Planalto ofereceu cargos pela morte de ex-PM, diz irmã

O ex-policial militar Adriano Magalhães da Nóbrega, envolvido na “rachadinha” do gabinete do senador Flávio Bolsonaro, foi assassinado em fevereiro de 2020

qua, 06/04/2022 - 19:35

Uma escuta telefônica feita pela Polícia Civil do Rio de Janeiro, há dois anos, mostra uma irmã do ex-policial militar Adriano Magalhães da Nóbrega, acusando o Palácio do Planalto de oferecer cargos comissionados em troca da morte do ex-capitão. 

No conteúdo, Daniela Magalhães da Nóbrega afirma a uma tia, dois dias após a morte do irmão numa operação policial na Bahia, que ele soube de uma reunião envolvendo seu nome no Palácio, e do desejo que se tornasse um “arquivo morto”. 

“Ele já sabia da ordem que saiu para que ele fosse um arquivo morto. Ele já era um arquivo morto. Já tinham dado cargos comissionados no Planalto pela vida dele, já. Fizeram uma reunião com o nome de Adriano no Planalto. Entendeu, tia? Ele já sabia disso, já. Foi um complô mesmo”, contou, em gravação autorizada pela Justiça. 

Morto em 9 de fevereiro de 2020, Adriano passou mais de um ano foragido sob a acusação de comandar a maior milícia do Rio de Janeiro. Ele também era suspeito de envolvimento no esquema da “rachadinha” no antigo gabinete do senador Flávio Bolsonaro (PL-RJ) na Assembleia Legislativa Fluminense. 

A gravação faz parte das escutas realizadas pela polícia no âmbito da Operação Gárgula, que miraram o esquema de lavagem de dinheiro e a estrutura de fuga de Adriano. 

A polícia ouviu conversas de familiares, amigos e comparsas de Adriano por mais de um ano. Daniela, por sua vez, não é acusada de envolvimento nos crimes do irmão.  

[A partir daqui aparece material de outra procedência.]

PR #946, opened 2020-04-23
Setup alpine and devuan mirror

MandiZhao:
Tested on dev-fallingrock, helped by jaw !!!

### DIFF
--- a/modules/ocf_mirrors/files/project/alpine/sync-archive
+++ b/modules/ocf_mirrors/files/project/alpine/sync-archive
@@ -1,0 +1,3 @@
+#!/bin/sh -eu
+/usr/local/bin/rsync-no-vanished -az --delete --safe-links \
+	rsync://rsync.alpinelinux.org/alpine/ /opt/mirrors/ftp/alpine
--- a/modules/ocf_mirrors/files/project/alpine/sync-archive
+++ b/modules/ocf_mirrors/files/project/alpine/sync-archive
@@ -1,3 +1,3 @@
 #!/bin/sh -eu
-/usr/local/bin/rsync-no-vanished -az --delete --safe-links \
+/usr/local/bin/rsync-no-vanished -auzH --delete --delete-after --delay-updates --safe-links \
 	rsync://rsync.alpinelinux.org/alpine/ /opt/mirrors/ftp/alpine
--- a/modules/ocf_mirrors/manifests/projects/alpine.pp
+++ b/modules/ocf_mirrors/manifests/projects/alpine.pp
@@ -1,0 +1,24 @@
+class ocf_mirrors::projects::alpine {
+  file {
+    '/opt/mirrors/project/alpine':
+      ensure  => directory,
+      source  => 'puppet:///modules/ocf_mirrors/project/alpine',
+      owner   => mirrors,
+      group   => mirrors,
+      mode    => '0755',
+      recurse => true;
+  }
+
+  ocf_mirrors::monitoring { 'alpine':
+    type          => 'unix_timestamp',
+    upstream_host => 'mirrors.alpinelinux.org',
+    ts_path       => 'TIME',
+  }
+
+  ocf_mirrors::timer {
+    'alpine':
+      exec_start => 'opt/mirrors/project/alpine/sync-archive',
+      hour       => '0/3',
+      minute     => '22';
+  }
+}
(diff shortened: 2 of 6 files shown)


modules/ocf_mirrors/manifests/projects/alpine.pp
```diff
@@ -0,0 +1,25 @@
...
+    type          => 'unix_timestamp',
+    upstream_host => 'mirrors.alpinelinux.org',
+    ts_path       => 'TIME',
+  }
+
+  ocf_mirrors::timer {
+    'alpine':
+      exec_start => '/opt/mirrors/project/alpine/sync-archive',
+      hour       => '0/3',
+      minute     => '22',
```
cg505, line 22: This will run every 3 hours, but they seem to want us to sync every hour, which is probably fine. We can use `'*'` instead of `'0/3'`for `hour`. Also, centos already syncs at minute 22, so maybe we can choose another value random value for that.

ja5087:
I forgot to mention but we should also add an entry in rsyncd.conf to enable rsync access.

https://github.com/ocf/puppet/blob/master/modules/ocf_mirrors/files/rsyncd.conf

modules/ocf_mirrors/files/project/alpine/sync-archive
```diff
@@ -0,0 +1,3 @@
+#!/bin/sh -eu
+/usr/local/bin/rsync-no-vanished -az --delete --safe-links \
```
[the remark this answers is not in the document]
MandiZhao: Gotcha, updating to add `--delete-after --delay-updates` and -uH` for `--update --hard-links`

modules/ocf_mirrors/manifests/projects/alpine.pp
MandiZhao: Ah Mb, didn't know minute should be random :( In that case we should probably change here too https://github.com/ocf/puppet/blob/4e37cbedd228d89bc2f32234dbb4fc54114faa9d/modules/ocf_mirrors/manifests/projects/archlinux.pp#L21

MandiZhao:
@ja5087 @cg505  Making a new commit to reflect your suggestions above (rsync flags; upstream_host; timer hour/minute;  rsyncd.conf) Could jaw maybe grant me testing access to dev-fallingrocks again to test these changes? Thank u both for bearing with me! xdd

ja5087:
Done. Be careful though since the disk will fill up pretty fast.

MandiZhao:
> Done. Be careful though since the disk will fill up pretty fast.

`sudo: PAM authentication error: User not known to the underlying authentication module` :( 
I changed init.pp to comment out other projects, and changed dev-fallingrocks.yaml like u suggested earlier

MandiZhao:
I think it's working: 
```
mannndy@dev-fallingrocks:/opt/mirrors/ftp/alpine$ sudo puppet-trigger -t
Info: Using configured environment 'mannndy'
Info: Retrieving pluginfacts
Info: Retrieving plugin
Info: Retrieving locales
Info: Loading facts
Info: Caching catalog for dev-fallingrocks.ocf.berkeley.edu
Info: Applying configuration version '1587654438'
Warning: Augeas[/etc/postfix/master.cf](provider=augeas): Loading failed for one or more files, see debug for /augeas//error output
Notice: Applied catalog in 92.62 seconds
```

MandiZhao:
Ok messed up a little, should've create a new branch to setup devuan mirror, but committed here again, I'll make this branch about both devuan and alpine then? I'm just trying to replicate everything to do devuan.

modules/ocf_mirrors/manifests/projects/devuan.pp
```diff
@@ -9,11 +9,7 @@
       recurse => true;
   }
 
-  ocf_mirrors::monitoring { 'devuan':
-    type          => 'unix_timestep',
-    upstream_host => 'https://www.devuan.org/#download',
-    ts_path       => 'TIME';
-  }
+# Looks like devuan doesn't have a timestamp file, so omitted ocf_mirrors::monitoring
```
cg505, line 12: it doesn't need to block this PR, but we may want to contact them and ask for this to be added. we've done this with other distros in the past IIRC.

modules/ocf_mirrors/manifests/projects/devuan.pp
```diff
@@ -0,0 +1,20 @@
...
+      group   => mirrors,
+      mode    => '0755',
+      recurse => true;
+  }
+
+# Looks like devuan doesn't have a timestamp file, so omitted ocf_mirrors::monitoring
+
+  ocf_mirrors::timer { 'devuan':
+    exec_start => '/opt/mirrors/project/devuan/sync-archive',
+    hour       => '*',
```
cg505, line 16: we can probably do `0/6` for the as they recommend in https://files.devuan.org/MIRRORS.txt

A conversa sobre o Planalto foi feita com a tia dois dias depois da morte do irmão, num suposto confronto com policiais militares no interior da Bahia. Desde aquele dia, a família suspeita de uma execução para “queima de arquivo”, o que não foi comprovado até o momento. 

“Ele falou para mim que não ia se entregar porque iam matar ele lá dentro. Iam matar ele lá dentro. Ele já estava pensando em se entregar. Quando pegaram ele, tia, ele desistiu da vida”, afirmou Daniela. Pouco depois, a tia comenta com Tatiana, outra irmã de Adriano: “Daniela sabe de muita coisa, hein?”.

As suspeitas pela morte do ex-PM foram levantadas pelo próprio presidente Jair Bolsonaro (PL), dias após a ocorrência na Bahia. Ele e Flávio defenderam uma perícia independente para analisar o caso. 

A atuação de Bolsonaro foi alvo de elogio de Tatiana em uma outra conversa. “Ele foi nos jornais e colocou a cara. Ele falou: “

‘Eu estou tomando as devidas providências para que seja feita uma nova perícia no corpo do Adriano’. Porque ele só se dirige a ele como Adriano, capitão Adriano”. 

Ela também sugere que a ordem para matar o irmão foi do ex-governador Wilson Witzel. “Foi esse safado do Witzel, que disse que se pegasse era para matar. Foi ele”, pontuou. 

Foi possível analisar pelas escutas que, na avaliação da família de Adriano, ele era acusado de integrar uma milícia apenas para vincular o presidente aos grupos paramilitares. Tatiana, por sua vez, enfatiza ao negar a acusação feita ao irmão, a quem classifica como bicheiro. “Pessoal cisma que ele era miliciano. Ele não era miliciano, não. Era bicheiro. Querem pintar o cara numa coisa que ele não era por causa de coisa política porque querem ligar ele ao Bolsonaro. Querem ligar ele a todo custo ao Bolsonaro”. 

“Aí querem botar ele como uma pessoa muito ruim para poderem ligar ao Bolsonaro. Já disseram que foi o Bolsonaro quem assassinou. Quando a gente queria cremar, diziam que a família queria cremar rápido porque não era o Adriano. Uma confusão”. 

O vínculo de Bolsonaro com Adriano é desde 2005, quando, num discurso na Câmara dos Deputados, Bolsonaro criticou a condenação do então tenente da PM pela morte de um flanelinha numa operação policial. 

Em 2007, a então mulher do ex-PM, Daniella Mendonça, foi empregada no gabinete de Flávio Bolsonaro na Assembleia do Rio. Já em 2016, foi a vez do próprio Adriano assumir um cargo no mesmo lugar. As duas são acusadas de envolvimento no caso da “rachadinha”.